(Stored items)
PR #3364, opened 2017-11-18
Refactor analyzer dependencies.

zooba:


zooba:
Yes, this has some breaking public API changes. There isn't really a good workaround here - type forwarding requires circular dependencies. I'm hoping the Preview releases will flush out any real-world problems and we can evaluate them then - eventually porting to .NET Core is going to require these breaks anyway, so it's either now or later.

zooba:
@int19h Could you take a look at this for me? The conflict is just a moved file - I'll make sure the other changes get into it before merging.

PR #3365, opened 2017-11-18
Experimental setting and adapter launcher for VSCode based debugger 

karthiknadig:
If the experimental flag is enabled and the debugger is not available this is the error you will see:
image


Python/Product/Debugger/DebugAdapterLauncher.cs
```diff
@@ -0,0 +1,45 @@
...
+//
+// THIS CODE IS PROVIDED ON AN  *AS IS* BASIS, WITHOUT WARRANTIES OR CONDITIONS
+// OF ANY KIND, EITHER EXPRESS OR IMPLIED, INCLUDING WITHOUT LIMITATION ANY
+// IMPLIED WARRANTIES OR CONDITIONS OF TITLE, FITNESS FOR A PARTICULAR PURPOSE,
+// MERCHANTABLITY OR NON-INFRINGEMENT.
+//
+// See the Apache Version 2.0 License for specific language governing
+// permissions and limitations under the License.
+
+using Microsoft.PythonTools.DkmDebugger;
```
int19h: What's coming from this namespace? It shouldn't be needed for pure Python debugging.

Also, can you sort the usings?

Python/Product/PythonTools/PythonTools/Debugger/DebugLaunchHelper.cs
```diff
@@ -84,40 +85,82 @@ public static class DebugLaunchHelper {
             return SubstitutionPattern.Replace(
                 str,
                 m => {
```
int19h: No need for braces or `return` now, either.

Python/Product/PythonTools/PythonTools/Debugger/DebugLaunchHelper.cs
```diff
@@ -84,40 +85,82 @@ public static class DebugLaunchHelper {
...
+            var pyService = provider.GetPythonToolsService();
+            return string.Join(";", GetGlobalDebuggerOptions(pyService)
+                .Concat(GetLaunchConfigurationOptions(config))
+                .Where(s => !string.IsNullOrEmpty(s))
+                .Select(s => s.Replace(";", ";;"))
+            );
+        }
+
+        private static string GetLaunchJsonForVsCodeDebugAdapter(IServiceProvider provider, LaunchConfiguration config) {
+            bool nativeDebug = config.GetLaunchOption(PythonConstants.EnableNativeCodeDebugging).IsTrue();
```
int19h: This should never be true on this code path. Basically, if native debugging is enabled, we should be using the old engine (which in that case just bails out and lets Concord handle it).

Python/Product/PythonTools/SharedProject/Debugger/ProvideDebugAdapterAttribute.cs
```diff
@@ -0,0 +1,129 @@
...
+             * This appears in VS in several places.  For example:
+             *     -The "Select Code Type" dialog for choosing which debugger to attach to a process(if Attach is supported)
+             *     -The "Debugging" column of the "Processes" tool window
+             */
+            engineKey.SetValue("Name", _name);
+
+            /*
+             * Path to the debug adapter executable
+             */
+            engineKey.SetValue("Adapter", @"$PackageFolder$\DebugAdapter.exe");
```
int19h: Do we actually need this, given that we'll have a custom `IAdapterLauncher` that provides the streams directly, without another process?

Python/Product/PythonTools/SharedProject/Debugger/ProvideDebugAdapterAttribute.cs
```diff
@@ -0,0 +1,129 @@
...
+             * This appears in (e.g.) the "Language" column of the Stack Trace tool window.
+             */
+            engineKey.SetValue("Language", _languageName);
+            engineKey.SetValue("LanguageId", _languageId);
+
+            /* 
+             * Adapter launcher registration 
+             */
+            var adapterKey = context.CreateKey($"CLSID\\{_adapterLauncherCLSID}");
+            adapterKey.SetValue("Assembly", "Microsoft.PythonTools.Debugger");
```
int19h: Might be a good idea to use `typeof(...).FullName` here, to make this refactoring-proof.

Python/Product/Debugger/DebugAdapterProcess.cs
```diff
@@ -0,0 +1,68 @@
...
+//
+// See the Apache Version 2.0 License for specific language governing
+// permissions and limitations under the License.
+
+using System;
+using System.Diagnostics;
+using System.IO;
+using Microsoft.VisualStudio.Debugger.Interop.VSCodeDebuggerHost;
+
+namespace Microsoft.PythonTools {
```
zooba: Can these go in the Debugger namespace?

Python/Product/Debugger/Debugger.csproj
```diff
@@ -46,6 +46,11 @@
     <Reference Include="envdte80, Version=8.0.0.0, Culture=neutral, PublicKeyToken=b03f5f7f11d50a3a" />
     <Reference Include="Microsoft.VisualStudio.ComponentModelHost, Version=$(VSTarget).0.0, Culture=neutral, PublicKeyToken=b03f5f7f11d50a3a, processorArchitecture=MSIL" />
     <Reference Include="Microsoft.VisualStudio.Debugger.Engine, Version=1.0.0.0, Culture=neutral, PublicKeyToken=b03f5f7f11d50a3a, processorArchitecture=MSIL" />
+    <Reference Include="Microsoft.VisualStudio.Debugger.Interop.VSCodeDebuggerHost, Version=1.0.0.0, Culture=neutral, PublicKeyToken=b03f5f7f11d50a3a, processorArchitecture=MSIL" />
+    <Reference Include="Microsoft.VisualStudio.Debugger.InteropA, Version=9.0.0.0, Culture=neutral, PublicKeyToken=b03f5f7f11d50a3a">
+      <HintPath>..\..\packages\Microsoft.VisualStudio.Debugger.InteropA.9.0.21022\lib\Microsoft.VisualStudio.Debugger.InteropA.dll</HintPath>
+      <Private>True</Private>
```
zooba: Neither of these properties should be needed. We default all references to non-private (since they mostly are), interop types should be embedded, and all the nuget packages get added to the assembly search path automatically.

Setting any of them in the project file is likely to break that (and I know this was what VS added - just clarifying why we need to override them).

Python/Product/Debugger/Debugger.csproj
```diff
@@ -239,6 +245,7 @@
       <SubType>Designer</SubType>
     </None>
     <Content Include="DkmDebugger\PythonDkm.natvis" />
+    <None Include="packages.config" />
```
zooba: Don't add nuget dependencies directly to the project. Add them to the `Build\15.0\packages.config` file and run `PreBuild.ps1` again.

Python/Product/PythonTools/PythonTools.csproj
```diff
@@ -692,6 +692,7 @@
     <Compile Include="Properties\AssemblyInfo.cs" />
     <Compile Include="PkgCmdID.cs" />
     <Compile Include="PythonTools\WebProject\PythonWebPropertyPage.cs" />
+    <Compile Include="SharedProject\Debugger\ProvideDebugAdapterAttribute.cs" />
```
zooba: Don't add files to the SharedProject folder - it isn't real (it's actually under `Common` rather than `Python`, and all its files are linked in).

This one can go under `PythonTools\Debugger`.

Python/Product/PythonTools/PythonTools/Debugger/DebugLaunchHelper.cs
```diff
@@ -83,41 +84,79 @@ public static class DebugLaunchHelper {
...
+            JObject jsonObj = new JObject {
+                ["exe"] = config.GetInterpreterPath(),
+                ["curDir"] = string.IsNullOrEmpty(config.WorkingDirectory) ? PathUtils.GetParent(config.ScriptName) : config.WorkingDirectory,
+                ["remoteMachine"] = "",
+                ["args"] = GetArgs(config),
+                ["options"] = GetOptions(provider, config),
+                ["env"] = envArray
+            };
+            
+            // Note: these are optional, but sepcial. These override the pkgdef version of the adapter settings
```
zooba: "special"

Python/Product/PythonTools/PythonTools/Options/ExperimentalOptions.cs
```diff
@@ -61,5 +64,11 @@ public sealed class ExperimentalOptions {
         /// True to use conda for package management when available.
         /// </summary>
         public bool UseCondaPackageManager { get; set; }
+
+        /// <summary>
+        /// True to use new Ptvs debugger built to run on VS Code Debug Adapter Host
```
zooba: Always "PTVS"

zooba: And rarely needs to be named within our own project - this could just read "Use a debugger built to run on VS Code Debug Adapter Host"

Python/Product/PythonTools/PythonTools/Options/PythonExperimentalOptionsControl.Designer.cs
```diff
@@ -26,9 +26,10 @@ partial class PythonExperimentalOptionsControl {
             System.ComponentModel.ComponentResourceManager resources = new System.ComponentModel.ComponentResourceManager(typeof(PythonExperimentalOptionsControl));
             this._noDatabaseFactory = new System.Windows.Forms.CheckBox();
             this.tableLayoutPanel2 = new System.Windows.Forms.TableLayoutPanel();
-            this._mustRestartLabel = new System.Windows.Forms.Label();
```
zooba: Double-check that the tab order has not changed in this dialog.

Python/Product/VSInterpreters/ExperimentalOptions.cs
```diff
@@ -23,13 +23,16 @@ public static class ExperimentalOptions {
         internal const string NoDatabaseFactoryKey = "NoDatabaseFactory";
         internal const string AutoDetectCondaEnvironmentsKey = "AutoDetectCondaEnvironments";
         internal const string UseCondaPackageManagerKey = "UseCondaPackageManager";
+        internal const string UseVsCodeDebuggerKey = "UseVsCodeDebugger";
         internal static readonly Lazy<bool> _noDatabaseFactory = new Lazy<bool>(GetNoDatabaseFactory);
         internal static readonly Lazy<bool> _autoDetectCondaEnvironments = new Lazy<bool>(GetAutoDetectCondaEnvironments);
         internal static readonly Lazy<bool> _useCondaPackageManager = new Lazy<bool>(GetUseCondaPackageManager);
+        internal static readonly Lazy<bool> _useVsCodeDebugger = new Lazy<bool>(GetUseNewPtvsDebugger);
```
zooba: GetUseVsCodeDebugger

Python/Product/VSInterpreters/ExperimentalOptions.cs
```diff
@@ -23,13 +23,16 @@ public static class ExperimentalOptions {
...
 
         public static bool GetNoDatabaseFactory() => GetBooleanFlag(NoDatabaseFactoryKey, defaultVal: true);
         public static bool GetAutoDetectCondaEnvironments() => GetBooleanFlag(AutoDetectCondaEnvironmentsKey, defaultVal: false);
         public static bool GetUseCondaPackageManager() => GetBooleanFlag(UseCondaPackageManagerKey, defaultVal: false);
+        public static bool GetUseNewPtvsDebugger() => GetBooleanFlag(UseVsCodeDebuggerKey, defaultVal: false);
```
zooba: GetUseVsCodeDebugger

Python/Product/Debugger/Debugger.csproj
int19h: We don't embed any interop assemblies in this project (note the references below). I don't think that's intentional, though.

zooba: Yeah, you're right. Embedding interop types isn't actually the default.

General point is, use the default settings until they fail.

Python/Product/PythonTools/PythonTools/Intellisense/ExtractMethodSuggestedActionSourceProvider.cs
```diff
@@ -82,7 +82,9 @@ class ExtractMethodSuggestedActionSource : ISuggestedActionsSource {
                 if (MethodExtractor.CanExtract(_view) == true) {
                     return new SuggestedActionSet[] {
                     new SuggestedActionSet(
+                        requestedActionCategories.First(),
```
zooba: Unrelated change? Should safely handle `InvalidOperationException` if you're going to use `First()`.

karthiknadig: I am going to undo this one. I was not able to build because VS kept complaining that the version that is used was Obsolete.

**EXERCISE OBJECTIVE**. With the string "Lazy" as the key, filter the data above and show the lines that match.

**REPLY TO THE EXERCISE**.
         internal static readonly Lazy<bool> _noDatabaseFactory = new Lazy<bool>(GetNoDatabaseFactory);
         internal static readonly Lazy<bool> _autoDetectCondaEnvironments = new Lazy<bool>(GetAutoDetectCondaEnvironments);
         internal static readonly Lazy<bool> _useCondaPackageManager = new Lazy<bool>(GetUseCondaPackageManager);
+        internal static readonly Lazy<bool> _useVsCodeDebugger = new Lazy<bool>(GetUseNewPtvsDebugger);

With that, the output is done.